As with many organisms who don’t have time to waste, the penises of this species have a very specific set of features. Some snakes have cactus-like, terrifying-looking hemipenes, but the C. reticulata penis has backward-pointing spines. And that whole breaking-off-the-penis thing isn’t just shuffling off something old to be able to mate anew. Along with its own bit of penis, the sea slug is also discarding rival sperm that it scraped from its partner during copulation.

Researchers publishing in the Journal of Ethology confirmed this bit of copulatory tool use by analyzing the DNA adherent to the broken off penis after their lab sea slugs copulated. Sure enough, those backward-oriented spines are dragging out rival sperm as the sea slug ditches its own penis. This tactic circumvents storage of sperm from an earlier copulation and helps give the most recent contender an edge in the mating Olympics. It also explains why this nudibranch ditches the penis rather than trying to retract it. The study authors don’t make it sound terribly comfortable:

“Though a long and thorny penis is advantageous in scraping out allo-sperm at copulation, such a penis is difficult to pull back into the body again … and the backward-pointing spines on the penis covered with sperm … will not remove allo-sperm efficiently at the next copulation, like a  VelcroTM tape. Such morphological and functional inconveniency may have made C. reticulata develop a cheap and fragile penis and dispose of it, rather than a robust but expensive one and reuse it.”

Wouldn’t want to go to all the effort of an expensive and resuable penis when cheap replacements look more functional and offer more comfort.

All of this work to find out what a sea slug does with its spiny disposable penis has a point beyond the obvious curiosity value. It suggests intense competition and a high frequency of mating for this species. That means that simultaneous hermaphrodites may have to work as hard as non-hermaphrodite animals to mate successfully.

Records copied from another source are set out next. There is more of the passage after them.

Issue #477, opened 2016-01-24
Definition for frontmatter id tags


leobalter:
As mentioned at https://github.com/tc39/test262/issues/472#issuecomment-173006824:

> @littledan: Rather than IDs which point to specific spec sections, I think it'd be much more useful to have ids that are the anchors within the document. These are much more likely to be consistent across releases. You could call these esids.

Based on this, and as it's easy to locate the section ids on tc39/ecma262 on each of the `emu-clause` tags, which are expected to be unique, I believe we can use the respective hash id for the Frontmatter's `id` and further versions:

```yaml
id: sec-completion-record-specification-type
```

this value can be converted to links that could be found anywhere:

- https://tc39.github.io/ecma262/#sec-completion-record-specification-type
- http://www.ecma-international.org/ecma-262/6.0/index.html#sec-constructor-properties-of-the-global-object
- mylocalcopy#sec-constructor-properties-of-the-global-object

This reference works good and it's still compatible with the previous formats, as won't conflict with the recently adopted `es7id: pending` value, which can be easily replaced by `id: pending` and it's still useful for anything on Stage 3 and it's not on the draft yet.

@goyakin, do you like this idea?

domenic:
I think it should just be "id"

leobalter:
Yes, it makes sense. I'll update the title and example.

goyakin:
I think this is a good idea. The [test harness](https://github.com/bterlson/test262-harness/) doesn't use the current `es6id`, so we can start using the new one without any issues. I don't know if there's any other tool depending on `es6id` though.

I also agree with @littledan that this way we wouldn't have to keep up with changes in section numbers.

littledan:
+1

jugglinmike:
I'm a little late to the party, but I'd like to know more about the decision to use the name `id` instead of `esid` as suggested by @littledan. The latter is a few more characters, but I think it's preferable. Many tests will share the same value, and that contradicts commonly-held assumptions about "IDs". `esid` (or even `specid`) makes it clear that this value is reference to an identifier of some other document (and also gives a hint as to *which* document it refers).

There wasn't any discussion about why the change was made, so I thought I'd ask here.

littledan:
Any of those names sounds good to me.

leobalter:
I would like to reopen this issue.

[...]

PR #479, opened 2016-01-26
Add tests for async functions

bterlson:
Been sitting on these for too long. Please take a look and let me know what needs fixing up and where people would like to see more coverage.


test/built-ins/AsyncFunction/AsyncFunction-is-subclass.js
```diff
@@ -0,0 +1,15 @@
...
+/*---
+author: Brian Terlson <brian.terlson@microsoft.com>
+es7id: pending
+description: >
+  %AsyncFunction% is a subclass of Function
+---*/
+async function foo() { };
+var AsyncFunction = foo.constructor;
+assert.sameValue(Object.getPrototypeOf(AsyncFunction), Function, "Prototype of constructor");
+assert.sameValue(Object.getPrototypeOf(AsyncFunction.prototype), Function.prototype, "Prototype of constructor's prototype");
```
rwaldron: The assertion messages in these two could be clearer, but no one should block on that.

rwaldron:
Since `AsyncFunction` is not exposed as a property of the global object, as `Function` is, there should be a single test that asserts this

test/built-ins/AsyncFunction/AsyncFunction-name.js
```diff
@@ -0,0 +1,12 @@
...
+
+/*---
+author: Brian Terlson <brian.terlson@microsoft.com>
+es7id: pending
+description: >
+  %AsyncFunction% has a name of "AsyncFunction".
+---*/
+
+var AsyncFunction = async function foo() { }.constructor;
+assert.sameValue(AsyncFunction.name, "AsyncFunction");
```
rwaldron: Needs the descriptor verification assertions

test/built-ins/AsyncFunction/instance-has-name.js
```diff
@@ -0,0 +1,12 @@
...
+
+/*---
+author: Brian Terlson <brian.terlson@microsoft.com>
+es7id: pending
+description: Async function declarations have a name property
+---*/
+
+async function foo () { };
+
+assert.sameValue(foo.name, "foo");
```
rwaldron: Needs the descriptor verification assertions

test/language/expressions/async-arrow-function/arrow-returns-promise.js
```diff
@@ -0,0 +1,15 @@
...
+// This code is governed by the BSD license found in the LICENSE file.
+
+/*---
+author: Brian Terlson <brian.terlson@microsoft.com>
+es7id: pending
+description: >
+  Async arrow functions return promises
+---*/
+
+var p = (async () => await 1 + await 2)();
```
rwaldron: Is it worthwhile to include an `instanceof` check?

test/language/expressions/await/await-BindingIdentifier-nested.js
```diff
@@ -0,0 +1,15 @@
+// Copyright 2016 Microsoft, Inc. All rights reserved.
+// This code is governed by the BSD license found in the LICENSE file.
+
+/*---
+author: Brian Terlson <brian.terlson@microsoft.com>
+es7id: pending
+description: >
+  Await is allowed as an identifier in functions nested in async functions
```
rwaldron: Should read: "is not"

test/language/expressions/await/await-awaits-thenable-not-callable.js
```diff
@@ -0,0 +1,19 @@
...
+author: Brian Terlson <brian.terlson@microsoft.com>
+es7id: pending
+description: >
+  Await can await any thenable. If the thenable's then is not callable,
+  await evaluates to the thenable
+---*/
+
+async function foo() {
+  var thenable = { then: 42 };
+  var res = await thenable
```
rwaldron: Semi-colon?

test/language/expressions/await/await-in-nested-generator.js
```diff
@@ -0,0 +1,20 @@
+// Copyright 2016 Microsoft, Inc. All rights reserved.
+// This code is governed by the BSD license found in the LICENSE file.
+
+/*---
+author: Brian Terlson <brian.terlson@microsoft.com>
+es7id: pending
+description: >
+  Await is allowed as an identifier in functions nested in async functions
```
rwaldron: "identifier in functions nested in async functions" => "identifier in **generator** functions nested in async functions"

test/language/expressions/object/method-definition/early-errors-object-method-NSPL-with-USD.js
```diff
@@ -0,0 +1,13 @@
...
+
+/*---
+author: Brian Terlson <brian.terlson@microsoft.com>
+es7id: pending
+description: >
+  It is a Syntax Error if ContainsUseStrict of AsyncConciseBody is *true* and IsSimpleParameterList of ArrowParameters is *false*.
+negative: SyntaxError
+---*/
+({
+  foo(x = 1) {"use strict"}
```
rwaldron: Was this intended to be an ArrowFunction?

test/language/expressions/object/method-definition/object-method-returns-promise.js
```diff
@@ -0,0 +1,15 @@
+// Copyright 2016 Microsoft, Inc. All rights reserved.
+// This code is governed by the BSD license found in the LICENSE file.
+
+/*---
+author: Brian Terlson <brian.terlson@microsoft.com>
+es7id: pending
+description: >
+  Async function expressions return promises
```
rwaldron: "function expressions" => "method definition"

test/language/statements/async-function/declaration-returns-promise.js
```diff
@@ -0,0 +1,13 @@
...
+/*---
+author: Brian Terlson <brian.terlson@microsoft.com>
+es7id: pending
+description: >
+  Async functions return promises
+---*/
+
+async function foo() { };
+var p = foo();
+assert(p instanceof Promise, "async functions return promise instances");
```
rwaldron: Ah, I see this now—ignore my quesion from an earlier test

rwaldron:
It's possible that I simply missed this, but I was looking for a negative test that shows a failure when the AwaitExpression is missing an operand, eg:

```js
async function foo() {
  await;
}
```

test/built-ins/AsyncFunction/instance-construct.js
```diff
@@ -0,0 +1,16 @@
...
+/*---
+author: Brian Terlson <brian.terlson@microsoft.com>
+es7id: pending
+description: >
+  Async function instances are not constructors and do not have a
+  [[Construct]] slot.
+---*/
+
+assert.throws(TypeError, function() {
+  async function foo() { }
```
jugglinmike: Recommend moving this statement outside of the assertion body, in the unlikely event that the implementation throws something like `new TypeError('Terrible function name')`

test/language/expressions/async-arrow-function/arrow-returns-promise.js
jugglinmike: Or even more precisely, a `Object.getPrototypeOf` check

test/language/expressions/async-arrow-function/arrow-returns-promise.js
```diff
@@ -0,0 +1,15 @@
...
+p.then(function (v) {
+  assert.sameValue(v, 3);
+  $DONE();
+}, $DONE);
```
jugglinmike: I recently started explicitly invoking `$DONE` with a error description from within a closure, just in case the promise was rejected with out a reason (or with any falsey reason) since [the helper wouldn't report an error in those cases](https://github.com/tc39/test262/blob/fbad34959ffedb02c5b8c040e0f992a6fc006f36/harness/doneprintHandle.js#L5)

test/language/expressions/async-function/early-errors-expression-formals-contains-super-call.js
```diff
@@ -0,0 +1,11 @@
...
+// This code is governed by the BSD license found in the LICENSE file.
+
+/*---
+author: Brian Terlson <brian.terlson@microsoft.com>
+es7id: pending
+description: It is a syntax error if FormalParameters contains SuperProperty is true
+negative: SyntaxError
+---*/
+
+(async function foo (foo = super()) { let bar; });
```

One narrative to explain simultaneous hermaphroditism is that it evolved against a backdrop of scanty opportunities for mating, either because not enough mates are available or because moving around and finding one isn’t easy. Clearly, this penis-disposing, sperm-scraping species that can copulate in a chain reaction of replaced penises doesn’t seem to fit that description. The authors suggest that this conceptualization should be revisited for C. reticulata.